Publication information
- Publisher: Longacre Press
- Schedule: Weekly
- Format: Ongoing series
- Publication date: 26 January 1963 – 3 October 1964
- No. of issues: 89
- Main character(s): Billy Binns and his Wonderful Specs John Brody Brett Million Pike Mason Wrath of the Gods Dr What and His Time Clock

Creative team
- Written by: Tom Tully
- Artist(s): Ron Embleton, Brian Lewis, Frank Bellamy

= Boys' World =

Comic Magazine

Boys' World was a boys' comic magazine published in the UK by Longacre Press. It ran for 89 issues beginning on 26 January 1963, and in 1964 it merged with the Eagle. Boys' World featured the mythological serial strip Wrath of the Gods, painted in colour by Ron Embleton and the earliest comic strip parody of Doctor Who: Dr What and His Time Clock. Among the other artists who worked for the comic were Brian Lewis and Frank Bellamy.
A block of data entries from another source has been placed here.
PR #346, opened 2023-09-24
Add WithServiceName and WithPid as config options for instrumentation…

RonFed:
This PR add two InstrumentationOption:
* `WithServiceName` similar to `WithTarget` (with the same behavior for which environment variable is possible and will take precedence).
* `WithPID` which calls `WithTarget`.
These will be useful for https://github.com/keyval-dev/odigos/blob/main/odiglet/pkg/ebpf/director.go

In addition the `Cleanup` in bpffs was not called which resulted in garbage folders under /sys/fs/bpf not get deleted after the instrumentation is finished

### DIFF
--- a/instrumentation.go
+++ b/instrumentation.go
@@ -25,9 +25,13 @@ import (
 	"go.opentelemetry.io/auto/internal/pkg/process"
 )
 
-// envTargetExeKey is the key for the environment variable value pointing to the
-// target binary to instrument.
-const envTargetExeKey = "OTEL_GO_AUTO_TARGET_EXE"
+const (
+	// envTargetExeKey is the key for the environment variable value pointing to the
+	// target binary to instrument.
+	envTargetExeKey = "OTEL_GO_AUTO_TARGET_EXE"
+	// envServiceName is the key for the envoriment variable value containing the service name.
+	envServiceNameKey = "OTEL_SERVICE_NAME"
+)
 
 // Instrumentation manages and controls all OpenTelemetry Go
 // auto-instrumentation.
@@ -41,6 +45,8 @@ var (
 	// Error message returned when instrumentation is launched without a target
 	// binary.
 	errUndefinedTarget = fmt.Errorf("undefined target Go binary, consider setting the %s environment variable pointing to the target binary to instrument", envTargetExeKey)
+	// Error message returned when no service name is specified.
+	errUndefinedServiceName = fmt.Errorf("undefined service name, consider setting %s", envServiceNameKey)
 )
 
 // NewInstrumentation returns a new [Instrumentation] configured with the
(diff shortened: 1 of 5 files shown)


internal/pkg/instrumentors/allocator/allocator_linux.go
```diff
@@ -45,3 +46,7 @@ func (a *Allocator) Load(ctx *context.InstrumentorContext) error {
 
 	return nil
 }
+
+func (a *Allocator) Clean(target *process.TargetDetails) error {
```
MrAlias, line 50: Missing comment.

instrumentation.go
```diff
@@ -150,3 +163,32 @@ func WithTarget(path string) InstrumentationOption {
...
 }
+
+// WithServiceName returns an [InstrumentationOption] defining the service name
+//
+// If multiple of these options are provided to an [Instrumentation], the last
+// one will be used.
+//
+// If OTEL_SERVICE_NAME is defined it will take precedence over any value
+// passed here.
+func WithServiceName(serviceName string) InstrumentationOption {
```
MrAlias, line 174: This needs a changelog entry in an `Added` section.

instrumentation.go
```diff
@@ -150,3 +163,32 @@ func WithTarget(path string) InstrumentationOption {
...
+		c.serviceName = serviceName
+		return c
+	})
+}
+
+// WithPID returns an [InstrumentationOption] corresponding to the executable
+// used by the provided pid.
+//
+// If WithTarget is used, the one which is used last will take precedence.
+func WithPID(pid int) InstrumentationOption {
```
MrAlias, line 185: This needs a changelog entry in an `Added` section.

MrAlias (commented):
Can you split this PR into 4 PRs:

- Add the service name option
- Add the PID option
- Fix the close
- Fix the use of `ioutil`

Currently it is trying solve multiple issues in one PR.

instrumentation.go
```diff
@@ -122,13 +129,19 @@ func (c instConfig) applyEnv() instConfig {
...
+	}
 	return c
 }
 
 func (c instConfig) validate() error {
 	if c.target == nil {
 		return errUndefinedTarget
 	}
+	if c.serviceName == "" {
+		return errUndefinedServiceName
```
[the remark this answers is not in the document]
RonFed: Currently, we are not allowing for not setting the service name env variable. So this code preserves that.
We can change it to a default service name if not set.

pellared:
Missing tests 😉

RonFed:
> The tests are missing.

@pellared Where do you think would be a good place to add tests for these options? I couldn't find tests for the existing one

pellared:
> > The tests are missing.
> 
> @pellared Where do you think would be a good place to add tests for these options? I couldn't find tests for the existing one

I am open to suggestions. Personally, I think both options deserve integration/e2e tests. 

For service name handling we could also add unit tests for `newInstConfig` function.

RonFed:
WithServiceName https://github.com/open-telemetry/opentelemetry-go-instrumentation/pull/353
WithPID: https://github.com/open-telemetry/opentelemetry-go-instrumentation/pull/355
bpffs cleanup https://github.com/open-telemetry/opentelemetry-go-instrumentation/pull/347
stop using ioutil https://github.com/open-telemetry/opentelemetry-go-instrumentation/pull/351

Writers included Harry Harrison, Sydney Jordan and Michael Moorcock. The regular Boys' World cover feature, 'What Would You Do?' - a series challenging readers to find the solution to perilous situations - inspired the similarly-titled sequence of impossible moral dilemmas posed in Moorcock's novel Breakfast in the Ruins (1972).

The headquarters of Boys' World was in London.